▶ **Directions**
State the number of lines in these records that include the string "purposes", and say nothing more.

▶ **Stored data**
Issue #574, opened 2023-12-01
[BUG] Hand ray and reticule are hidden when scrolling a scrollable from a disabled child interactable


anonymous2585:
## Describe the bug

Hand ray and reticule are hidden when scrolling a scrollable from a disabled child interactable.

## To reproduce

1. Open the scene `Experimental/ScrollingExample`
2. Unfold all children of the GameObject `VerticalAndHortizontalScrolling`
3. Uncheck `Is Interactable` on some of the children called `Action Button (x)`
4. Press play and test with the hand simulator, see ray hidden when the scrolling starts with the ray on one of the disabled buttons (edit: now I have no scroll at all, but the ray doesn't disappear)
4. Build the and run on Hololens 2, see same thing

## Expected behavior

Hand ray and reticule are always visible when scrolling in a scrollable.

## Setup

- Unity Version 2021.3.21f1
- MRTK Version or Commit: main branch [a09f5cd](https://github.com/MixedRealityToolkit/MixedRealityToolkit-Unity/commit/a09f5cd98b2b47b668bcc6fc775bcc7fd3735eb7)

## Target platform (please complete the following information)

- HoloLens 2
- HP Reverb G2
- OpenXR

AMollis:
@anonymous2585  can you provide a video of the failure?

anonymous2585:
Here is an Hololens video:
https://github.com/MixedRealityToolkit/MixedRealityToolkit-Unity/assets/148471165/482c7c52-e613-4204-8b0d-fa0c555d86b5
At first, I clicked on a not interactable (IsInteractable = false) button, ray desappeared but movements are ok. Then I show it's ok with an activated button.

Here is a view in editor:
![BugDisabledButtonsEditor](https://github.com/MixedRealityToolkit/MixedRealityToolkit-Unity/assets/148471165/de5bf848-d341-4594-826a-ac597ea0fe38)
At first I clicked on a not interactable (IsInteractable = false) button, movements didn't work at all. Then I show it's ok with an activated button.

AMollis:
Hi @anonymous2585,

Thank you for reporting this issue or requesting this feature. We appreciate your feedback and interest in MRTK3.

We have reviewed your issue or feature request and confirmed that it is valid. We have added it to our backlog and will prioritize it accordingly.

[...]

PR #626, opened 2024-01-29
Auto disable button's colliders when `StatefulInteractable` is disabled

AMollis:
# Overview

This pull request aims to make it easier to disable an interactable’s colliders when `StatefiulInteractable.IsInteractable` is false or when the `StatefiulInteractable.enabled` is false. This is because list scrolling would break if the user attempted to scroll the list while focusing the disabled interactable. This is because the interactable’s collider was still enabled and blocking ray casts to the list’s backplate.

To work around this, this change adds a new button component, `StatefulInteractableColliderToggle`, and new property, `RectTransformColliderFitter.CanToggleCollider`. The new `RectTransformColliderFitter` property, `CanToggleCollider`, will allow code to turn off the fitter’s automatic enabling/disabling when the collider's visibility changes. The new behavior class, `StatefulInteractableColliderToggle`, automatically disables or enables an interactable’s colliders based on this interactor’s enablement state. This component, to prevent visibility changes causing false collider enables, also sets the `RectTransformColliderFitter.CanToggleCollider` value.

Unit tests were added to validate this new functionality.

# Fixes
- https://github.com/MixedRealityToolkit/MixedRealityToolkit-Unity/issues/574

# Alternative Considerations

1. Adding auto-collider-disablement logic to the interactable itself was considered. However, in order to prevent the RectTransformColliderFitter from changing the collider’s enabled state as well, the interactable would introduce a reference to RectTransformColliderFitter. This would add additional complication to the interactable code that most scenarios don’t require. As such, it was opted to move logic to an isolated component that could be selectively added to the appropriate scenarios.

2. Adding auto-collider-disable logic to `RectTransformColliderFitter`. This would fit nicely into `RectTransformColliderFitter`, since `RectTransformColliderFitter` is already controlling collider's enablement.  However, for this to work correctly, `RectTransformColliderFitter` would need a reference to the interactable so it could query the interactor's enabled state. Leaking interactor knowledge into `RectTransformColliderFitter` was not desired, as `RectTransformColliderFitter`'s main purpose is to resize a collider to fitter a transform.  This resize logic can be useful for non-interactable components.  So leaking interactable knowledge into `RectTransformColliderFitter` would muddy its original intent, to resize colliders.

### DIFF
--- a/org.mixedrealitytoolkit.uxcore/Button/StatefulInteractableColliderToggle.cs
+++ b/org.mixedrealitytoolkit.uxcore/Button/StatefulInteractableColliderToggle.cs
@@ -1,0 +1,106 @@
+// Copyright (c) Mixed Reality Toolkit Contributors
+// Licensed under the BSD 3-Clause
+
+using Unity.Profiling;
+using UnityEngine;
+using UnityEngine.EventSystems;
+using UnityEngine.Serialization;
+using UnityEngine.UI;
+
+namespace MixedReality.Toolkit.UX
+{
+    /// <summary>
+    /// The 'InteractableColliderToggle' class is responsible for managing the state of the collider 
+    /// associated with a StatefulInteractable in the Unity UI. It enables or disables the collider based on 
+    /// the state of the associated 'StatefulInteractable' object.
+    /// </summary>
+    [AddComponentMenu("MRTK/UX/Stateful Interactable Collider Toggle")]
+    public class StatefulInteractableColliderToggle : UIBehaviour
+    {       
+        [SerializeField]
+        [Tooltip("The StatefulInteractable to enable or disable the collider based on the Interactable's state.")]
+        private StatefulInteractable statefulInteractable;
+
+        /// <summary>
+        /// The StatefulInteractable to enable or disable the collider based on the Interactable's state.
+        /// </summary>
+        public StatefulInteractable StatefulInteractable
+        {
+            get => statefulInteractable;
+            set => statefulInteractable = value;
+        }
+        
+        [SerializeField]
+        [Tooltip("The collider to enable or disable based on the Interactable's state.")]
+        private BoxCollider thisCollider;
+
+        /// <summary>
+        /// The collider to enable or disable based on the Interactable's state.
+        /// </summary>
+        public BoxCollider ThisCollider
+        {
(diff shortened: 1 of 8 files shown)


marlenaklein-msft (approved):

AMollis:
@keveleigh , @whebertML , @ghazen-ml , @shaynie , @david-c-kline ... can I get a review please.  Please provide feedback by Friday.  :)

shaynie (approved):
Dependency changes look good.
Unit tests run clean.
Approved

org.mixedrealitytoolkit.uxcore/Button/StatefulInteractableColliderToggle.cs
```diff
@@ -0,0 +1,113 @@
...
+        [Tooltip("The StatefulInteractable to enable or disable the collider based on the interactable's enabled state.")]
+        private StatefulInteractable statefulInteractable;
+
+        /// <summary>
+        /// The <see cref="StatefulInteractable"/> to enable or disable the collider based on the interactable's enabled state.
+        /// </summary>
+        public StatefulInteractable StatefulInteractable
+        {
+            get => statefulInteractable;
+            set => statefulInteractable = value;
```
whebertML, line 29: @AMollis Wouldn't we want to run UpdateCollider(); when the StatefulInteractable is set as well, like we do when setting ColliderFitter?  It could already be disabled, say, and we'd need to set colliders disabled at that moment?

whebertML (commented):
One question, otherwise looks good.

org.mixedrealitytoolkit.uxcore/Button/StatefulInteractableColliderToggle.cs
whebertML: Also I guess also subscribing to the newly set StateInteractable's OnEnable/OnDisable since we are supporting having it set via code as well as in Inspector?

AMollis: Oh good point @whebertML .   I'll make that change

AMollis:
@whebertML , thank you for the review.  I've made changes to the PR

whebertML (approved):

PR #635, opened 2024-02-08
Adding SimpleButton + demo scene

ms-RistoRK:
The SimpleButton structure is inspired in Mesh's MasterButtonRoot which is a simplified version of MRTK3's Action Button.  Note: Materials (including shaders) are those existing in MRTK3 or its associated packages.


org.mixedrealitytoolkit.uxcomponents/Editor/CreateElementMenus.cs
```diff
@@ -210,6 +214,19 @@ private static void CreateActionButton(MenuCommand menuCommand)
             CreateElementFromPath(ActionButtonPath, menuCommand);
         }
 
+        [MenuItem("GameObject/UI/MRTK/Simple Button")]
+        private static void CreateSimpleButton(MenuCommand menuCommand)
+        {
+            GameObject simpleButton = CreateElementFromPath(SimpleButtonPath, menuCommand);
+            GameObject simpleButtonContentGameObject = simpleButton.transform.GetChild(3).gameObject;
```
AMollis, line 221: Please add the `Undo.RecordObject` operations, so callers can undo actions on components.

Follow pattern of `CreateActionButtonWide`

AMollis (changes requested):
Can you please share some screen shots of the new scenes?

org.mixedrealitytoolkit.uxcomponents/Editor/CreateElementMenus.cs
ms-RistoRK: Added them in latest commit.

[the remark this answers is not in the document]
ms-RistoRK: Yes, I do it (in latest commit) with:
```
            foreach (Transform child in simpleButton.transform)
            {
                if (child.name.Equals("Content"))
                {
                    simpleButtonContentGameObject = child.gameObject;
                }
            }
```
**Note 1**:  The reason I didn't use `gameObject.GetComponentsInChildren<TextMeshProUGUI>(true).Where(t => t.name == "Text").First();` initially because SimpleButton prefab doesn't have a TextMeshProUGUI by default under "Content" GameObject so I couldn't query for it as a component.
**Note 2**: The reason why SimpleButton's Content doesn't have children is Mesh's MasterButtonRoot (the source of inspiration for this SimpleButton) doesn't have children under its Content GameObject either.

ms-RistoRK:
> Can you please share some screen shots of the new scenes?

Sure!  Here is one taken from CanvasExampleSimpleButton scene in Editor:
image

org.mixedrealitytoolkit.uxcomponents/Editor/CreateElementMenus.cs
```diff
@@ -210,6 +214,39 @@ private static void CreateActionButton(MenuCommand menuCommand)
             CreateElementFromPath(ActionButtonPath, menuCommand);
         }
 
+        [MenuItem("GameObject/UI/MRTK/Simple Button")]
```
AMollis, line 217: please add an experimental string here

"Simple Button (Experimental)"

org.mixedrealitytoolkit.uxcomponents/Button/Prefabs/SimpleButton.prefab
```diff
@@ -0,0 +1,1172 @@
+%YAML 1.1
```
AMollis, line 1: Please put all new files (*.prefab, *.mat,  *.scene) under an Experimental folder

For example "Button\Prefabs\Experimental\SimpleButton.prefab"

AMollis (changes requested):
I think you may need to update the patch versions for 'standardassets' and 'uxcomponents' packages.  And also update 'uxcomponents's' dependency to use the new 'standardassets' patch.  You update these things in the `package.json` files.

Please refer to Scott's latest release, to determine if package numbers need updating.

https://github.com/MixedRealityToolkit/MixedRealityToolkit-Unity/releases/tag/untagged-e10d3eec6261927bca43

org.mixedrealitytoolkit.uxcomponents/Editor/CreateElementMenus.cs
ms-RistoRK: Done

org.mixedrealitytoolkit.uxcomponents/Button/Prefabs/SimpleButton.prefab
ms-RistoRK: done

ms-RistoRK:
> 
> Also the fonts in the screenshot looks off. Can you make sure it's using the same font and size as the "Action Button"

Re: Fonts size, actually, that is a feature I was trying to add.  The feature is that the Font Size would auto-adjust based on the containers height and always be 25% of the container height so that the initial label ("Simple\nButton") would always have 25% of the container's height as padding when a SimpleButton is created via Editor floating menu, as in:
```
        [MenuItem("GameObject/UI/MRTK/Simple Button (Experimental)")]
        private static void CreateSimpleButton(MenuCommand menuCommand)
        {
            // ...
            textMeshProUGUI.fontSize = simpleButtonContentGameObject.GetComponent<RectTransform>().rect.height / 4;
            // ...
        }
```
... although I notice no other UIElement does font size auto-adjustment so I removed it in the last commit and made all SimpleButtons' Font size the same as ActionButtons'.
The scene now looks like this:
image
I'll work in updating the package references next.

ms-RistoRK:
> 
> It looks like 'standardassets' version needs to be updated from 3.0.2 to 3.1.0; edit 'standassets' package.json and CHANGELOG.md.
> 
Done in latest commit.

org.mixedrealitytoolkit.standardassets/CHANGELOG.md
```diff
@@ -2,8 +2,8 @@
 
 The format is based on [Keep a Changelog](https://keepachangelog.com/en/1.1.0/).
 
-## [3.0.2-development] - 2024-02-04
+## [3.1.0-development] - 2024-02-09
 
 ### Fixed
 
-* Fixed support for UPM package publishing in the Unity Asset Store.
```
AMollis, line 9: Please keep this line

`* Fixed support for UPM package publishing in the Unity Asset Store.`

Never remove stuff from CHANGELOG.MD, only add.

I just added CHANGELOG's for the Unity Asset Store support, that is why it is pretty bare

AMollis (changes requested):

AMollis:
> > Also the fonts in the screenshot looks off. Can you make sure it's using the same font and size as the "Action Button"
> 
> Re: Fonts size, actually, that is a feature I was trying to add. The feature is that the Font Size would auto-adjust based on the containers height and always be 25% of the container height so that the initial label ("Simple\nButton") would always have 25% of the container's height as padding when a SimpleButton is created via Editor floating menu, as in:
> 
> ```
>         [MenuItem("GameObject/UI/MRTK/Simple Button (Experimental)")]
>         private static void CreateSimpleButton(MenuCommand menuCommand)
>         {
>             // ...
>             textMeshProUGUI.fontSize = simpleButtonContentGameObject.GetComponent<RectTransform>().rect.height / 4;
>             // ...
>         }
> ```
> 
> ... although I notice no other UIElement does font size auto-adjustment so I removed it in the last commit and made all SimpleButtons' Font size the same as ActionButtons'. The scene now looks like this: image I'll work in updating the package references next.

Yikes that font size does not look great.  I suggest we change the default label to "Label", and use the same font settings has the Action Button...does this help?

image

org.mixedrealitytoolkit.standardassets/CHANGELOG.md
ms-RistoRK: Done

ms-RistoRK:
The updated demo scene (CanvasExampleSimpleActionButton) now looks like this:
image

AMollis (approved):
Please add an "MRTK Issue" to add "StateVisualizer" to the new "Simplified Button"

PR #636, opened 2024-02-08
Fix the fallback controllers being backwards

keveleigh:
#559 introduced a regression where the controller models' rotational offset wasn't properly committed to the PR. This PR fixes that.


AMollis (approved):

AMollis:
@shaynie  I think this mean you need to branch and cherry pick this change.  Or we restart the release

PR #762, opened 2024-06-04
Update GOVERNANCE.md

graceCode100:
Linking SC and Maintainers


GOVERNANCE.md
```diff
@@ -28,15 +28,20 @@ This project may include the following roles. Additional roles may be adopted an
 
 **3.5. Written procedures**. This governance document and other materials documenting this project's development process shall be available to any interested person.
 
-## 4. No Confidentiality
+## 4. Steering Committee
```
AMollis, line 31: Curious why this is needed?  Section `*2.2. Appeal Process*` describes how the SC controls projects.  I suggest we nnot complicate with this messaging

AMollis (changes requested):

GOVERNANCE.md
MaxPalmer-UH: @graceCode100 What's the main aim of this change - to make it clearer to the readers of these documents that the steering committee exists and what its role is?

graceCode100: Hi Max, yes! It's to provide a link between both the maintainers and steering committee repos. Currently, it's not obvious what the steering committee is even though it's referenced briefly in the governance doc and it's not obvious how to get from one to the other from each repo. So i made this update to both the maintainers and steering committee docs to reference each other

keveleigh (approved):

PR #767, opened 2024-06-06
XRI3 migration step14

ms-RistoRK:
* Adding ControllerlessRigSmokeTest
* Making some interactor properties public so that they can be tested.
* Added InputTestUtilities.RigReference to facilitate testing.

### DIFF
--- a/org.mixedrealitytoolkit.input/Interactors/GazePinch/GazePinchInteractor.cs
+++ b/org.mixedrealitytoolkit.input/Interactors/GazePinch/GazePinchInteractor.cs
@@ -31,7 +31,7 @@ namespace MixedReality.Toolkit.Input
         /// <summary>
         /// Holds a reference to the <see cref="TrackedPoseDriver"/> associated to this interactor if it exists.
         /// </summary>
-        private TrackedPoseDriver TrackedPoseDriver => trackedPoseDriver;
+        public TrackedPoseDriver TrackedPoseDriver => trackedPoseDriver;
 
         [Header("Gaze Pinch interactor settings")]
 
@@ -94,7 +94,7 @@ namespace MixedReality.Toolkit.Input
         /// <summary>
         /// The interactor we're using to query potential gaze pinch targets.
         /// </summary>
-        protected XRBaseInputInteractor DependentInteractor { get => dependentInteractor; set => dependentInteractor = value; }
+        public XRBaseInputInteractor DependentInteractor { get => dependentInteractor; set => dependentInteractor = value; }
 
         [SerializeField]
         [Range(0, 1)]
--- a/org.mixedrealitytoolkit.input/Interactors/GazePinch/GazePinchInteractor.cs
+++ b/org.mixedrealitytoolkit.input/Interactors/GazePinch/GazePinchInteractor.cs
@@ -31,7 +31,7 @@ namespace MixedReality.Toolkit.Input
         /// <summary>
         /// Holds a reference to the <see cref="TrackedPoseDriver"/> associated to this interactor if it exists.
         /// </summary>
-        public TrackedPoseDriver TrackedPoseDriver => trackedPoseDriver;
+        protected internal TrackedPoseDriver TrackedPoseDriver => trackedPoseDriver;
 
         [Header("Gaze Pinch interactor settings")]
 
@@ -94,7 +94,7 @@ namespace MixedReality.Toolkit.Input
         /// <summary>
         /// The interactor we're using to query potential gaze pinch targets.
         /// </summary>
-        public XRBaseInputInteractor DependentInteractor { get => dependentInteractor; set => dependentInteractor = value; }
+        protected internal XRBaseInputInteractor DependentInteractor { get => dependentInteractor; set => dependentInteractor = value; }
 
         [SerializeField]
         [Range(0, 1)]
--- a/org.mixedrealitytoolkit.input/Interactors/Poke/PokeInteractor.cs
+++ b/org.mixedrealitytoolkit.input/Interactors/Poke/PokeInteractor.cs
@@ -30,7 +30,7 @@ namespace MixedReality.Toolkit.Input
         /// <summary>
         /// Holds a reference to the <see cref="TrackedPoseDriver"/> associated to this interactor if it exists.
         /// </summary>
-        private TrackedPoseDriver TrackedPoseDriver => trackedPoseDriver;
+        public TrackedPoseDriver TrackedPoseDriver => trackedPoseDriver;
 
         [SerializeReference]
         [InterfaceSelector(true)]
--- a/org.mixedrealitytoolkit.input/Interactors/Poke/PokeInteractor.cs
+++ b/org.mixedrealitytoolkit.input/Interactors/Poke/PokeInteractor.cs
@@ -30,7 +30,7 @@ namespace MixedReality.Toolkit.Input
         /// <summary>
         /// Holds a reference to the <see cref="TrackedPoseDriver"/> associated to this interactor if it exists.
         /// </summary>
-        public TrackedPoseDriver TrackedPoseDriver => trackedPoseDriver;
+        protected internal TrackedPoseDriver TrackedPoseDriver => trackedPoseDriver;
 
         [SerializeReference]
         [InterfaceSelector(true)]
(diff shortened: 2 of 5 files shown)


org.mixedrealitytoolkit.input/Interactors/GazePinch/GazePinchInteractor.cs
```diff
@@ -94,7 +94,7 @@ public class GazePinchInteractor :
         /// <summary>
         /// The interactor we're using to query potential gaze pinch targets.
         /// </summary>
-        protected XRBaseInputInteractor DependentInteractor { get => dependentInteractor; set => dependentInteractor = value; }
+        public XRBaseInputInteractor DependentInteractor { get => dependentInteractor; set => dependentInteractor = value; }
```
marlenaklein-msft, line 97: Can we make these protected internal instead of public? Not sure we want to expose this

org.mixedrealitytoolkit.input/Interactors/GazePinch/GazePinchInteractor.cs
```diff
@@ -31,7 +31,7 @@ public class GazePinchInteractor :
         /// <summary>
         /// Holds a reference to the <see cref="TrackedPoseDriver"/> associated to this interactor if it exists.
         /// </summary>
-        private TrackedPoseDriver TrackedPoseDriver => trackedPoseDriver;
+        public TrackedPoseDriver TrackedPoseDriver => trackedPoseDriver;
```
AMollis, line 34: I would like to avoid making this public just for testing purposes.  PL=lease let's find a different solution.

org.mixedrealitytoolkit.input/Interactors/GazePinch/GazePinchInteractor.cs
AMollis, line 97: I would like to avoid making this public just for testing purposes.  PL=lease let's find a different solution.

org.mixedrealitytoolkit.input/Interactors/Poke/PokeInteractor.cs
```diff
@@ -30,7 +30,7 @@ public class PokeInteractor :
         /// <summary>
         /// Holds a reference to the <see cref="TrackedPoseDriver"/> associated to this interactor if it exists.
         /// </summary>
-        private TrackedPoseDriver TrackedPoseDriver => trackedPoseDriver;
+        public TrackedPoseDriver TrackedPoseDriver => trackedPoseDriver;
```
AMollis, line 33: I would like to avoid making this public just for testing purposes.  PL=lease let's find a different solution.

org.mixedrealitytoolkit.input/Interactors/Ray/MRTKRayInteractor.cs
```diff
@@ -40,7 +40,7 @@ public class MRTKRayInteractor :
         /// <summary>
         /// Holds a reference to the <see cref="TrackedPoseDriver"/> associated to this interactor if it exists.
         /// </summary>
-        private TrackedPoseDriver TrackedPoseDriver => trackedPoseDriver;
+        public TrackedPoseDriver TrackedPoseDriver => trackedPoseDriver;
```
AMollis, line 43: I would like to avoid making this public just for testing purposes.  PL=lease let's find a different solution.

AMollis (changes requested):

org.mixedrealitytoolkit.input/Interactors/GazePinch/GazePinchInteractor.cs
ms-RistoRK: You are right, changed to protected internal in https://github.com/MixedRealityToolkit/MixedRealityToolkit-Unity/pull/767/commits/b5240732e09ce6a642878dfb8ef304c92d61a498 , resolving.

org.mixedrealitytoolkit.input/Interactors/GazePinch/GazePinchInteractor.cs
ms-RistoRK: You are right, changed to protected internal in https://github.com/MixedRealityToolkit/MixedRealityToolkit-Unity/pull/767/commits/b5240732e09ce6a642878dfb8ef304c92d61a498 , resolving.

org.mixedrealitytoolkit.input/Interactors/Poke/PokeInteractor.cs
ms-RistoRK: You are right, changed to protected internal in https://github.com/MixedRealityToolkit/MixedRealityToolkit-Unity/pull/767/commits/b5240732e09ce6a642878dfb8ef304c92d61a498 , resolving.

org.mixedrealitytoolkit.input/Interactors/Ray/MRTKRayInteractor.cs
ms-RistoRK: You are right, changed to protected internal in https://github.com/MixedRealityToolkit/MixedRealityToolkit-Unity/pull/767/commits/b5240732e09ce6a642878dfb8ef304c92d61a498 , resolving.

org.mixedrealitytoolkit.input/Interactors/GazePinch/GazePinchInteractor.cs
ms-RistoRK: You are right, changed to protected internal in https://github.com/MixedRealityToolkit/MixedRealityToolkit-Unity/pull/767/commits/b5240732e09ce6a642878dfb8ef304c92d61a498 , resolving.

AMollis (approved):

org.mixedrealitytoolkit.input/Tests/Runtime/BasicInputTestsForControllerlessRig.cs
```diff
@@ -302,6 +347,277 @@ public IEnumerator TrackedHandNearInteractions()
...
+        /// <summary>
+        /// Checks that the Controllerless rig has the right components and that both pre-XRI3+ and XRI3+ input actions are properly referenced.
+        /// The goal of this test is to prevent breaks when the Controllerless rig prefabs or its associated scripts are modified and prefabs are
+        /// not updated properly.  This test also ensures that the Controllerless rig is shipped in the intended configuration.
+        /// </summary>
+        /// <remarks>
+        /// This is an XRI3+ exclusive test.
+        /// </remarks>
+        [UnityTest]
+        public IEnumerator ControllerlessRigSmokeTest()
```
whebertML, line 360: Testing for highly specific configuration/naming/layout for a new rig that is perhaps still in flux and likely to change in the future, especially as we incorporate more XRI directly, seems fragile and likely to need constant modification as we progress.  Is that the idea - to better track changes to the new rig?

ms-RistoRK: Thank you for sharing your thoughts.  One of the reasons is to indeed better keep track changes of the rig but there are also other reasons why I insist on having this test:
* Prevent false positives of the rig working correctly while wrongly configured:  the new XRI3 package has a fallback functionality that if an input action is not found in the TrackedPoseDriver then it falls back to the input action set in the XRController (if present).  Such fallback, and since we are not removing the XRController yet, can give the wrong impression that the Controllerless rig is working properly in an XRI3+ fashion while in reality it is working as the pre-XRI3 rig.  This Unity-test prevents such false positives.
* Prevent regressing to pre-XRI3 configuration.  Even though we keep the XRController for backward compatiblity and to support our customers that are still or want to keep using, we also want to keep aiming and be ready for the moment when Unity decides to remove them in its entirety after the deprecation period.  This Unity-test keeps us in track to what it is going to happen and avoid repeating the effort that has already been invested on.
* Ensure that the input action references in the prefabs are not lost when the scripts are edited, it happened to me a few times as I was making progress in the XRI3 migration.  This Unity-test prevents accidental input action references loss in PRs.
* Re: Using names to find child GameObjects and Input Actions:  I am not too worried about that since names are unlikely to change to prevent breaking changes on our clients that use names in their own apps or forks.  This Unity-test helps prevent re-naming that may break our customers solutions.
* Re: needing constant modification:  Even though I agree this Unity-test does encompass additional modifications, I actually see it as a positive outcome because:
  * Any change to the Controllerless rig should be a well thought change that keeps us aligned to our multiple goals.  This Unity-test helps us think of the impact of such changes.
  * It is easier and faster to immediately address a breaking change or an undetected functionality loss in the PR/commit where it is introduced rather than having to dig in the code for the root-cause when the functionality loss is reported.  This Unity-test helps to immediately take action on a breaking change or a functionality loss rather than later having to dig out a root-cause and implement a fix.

▶ **Exercise result**
4